# [Exercise]
Please repeat every entry that follows, keeping each one exactly the same.

━━━ Dataset content ━━━

PR #109, opened 2025-06-19
remove environment names

aluzzardi:
The environment name was used to easily recognize environments. Since
now they have a full blown description, it's not needed anymore.

DEPENDS ON #107

### DIFF
--- a/mcpserver/tools.go
+++ b/mcpserver/tools.go
@@ -4,10 +4,8 @@ import (
 	"context"
 	_ "embed"
 	"encoding/json"
-	"errors"
 	"fmt"
 	"log/slog"
-	"strings"
 
 	"github.com/dagger/container-use/environment"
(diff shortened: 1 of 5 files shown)


mcpserver/tools.go
```diff
@@ -16,42 +14,6 @@ import (
 	"github.com/mark3labs/mcp-go/server"
 )
 
-func validateName(name string) error {
```
cwlbraa, line 19: 1 less LLM slop <3

cwlbraa (approved):
woo, a user-facing breaking change! i like this both as a redundancy elimination thing and because i often get confused by the environment names that agents choose. 

for example, I'll end up with 2 envs flask-app/adj-animal and flask-dev/adj-animal, but think that they should both be prefixed `flask-app`, so i think the `flask-dev` one is broken somehow.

━━━

# [Answer to the problem]
PR #109, opened 2025-06-19
remove environment names

aluzzardi:
The environment name was used to easily recognize environments. Since
now they have a full blown description, it's not needed anymore.

DEPENDS ON #107

### DIFF
--- a/mcpserver/tools.go
+++ b/mcpserver/tools.go
@@ -4,10 +4,8 @@ import (
 	"context"
 	_ "embed"
 	"encoding/json"
-	"errors"
 	"fmt"
 	"log/slog"
-	"strings"
 
 	"github.com/dagger/container-use/environment"
(diff shortened: 1 of 5 files shown)


mcpserver/tools.go
```diff
@@ -16,42 +14,6 @@ import (
 	"github.com/mark3labs/mcp-go/server"
 )
 
-func validateName(name string) error {
```
cwlbraa, line 19: 1 less LLM slop <3

cwlbraa (approved):
woo, a user-facing breaking change! i like this both as a redundancy elimination thing and because i often get confused by the environment names that agents choose. 

for example, I'll end up with 2 envs flask-app/adj-animal and flask-dev/adj-animal, but think that they should both be prefixed `flask-app`, so i think the `flask-dev` one is broken somehow.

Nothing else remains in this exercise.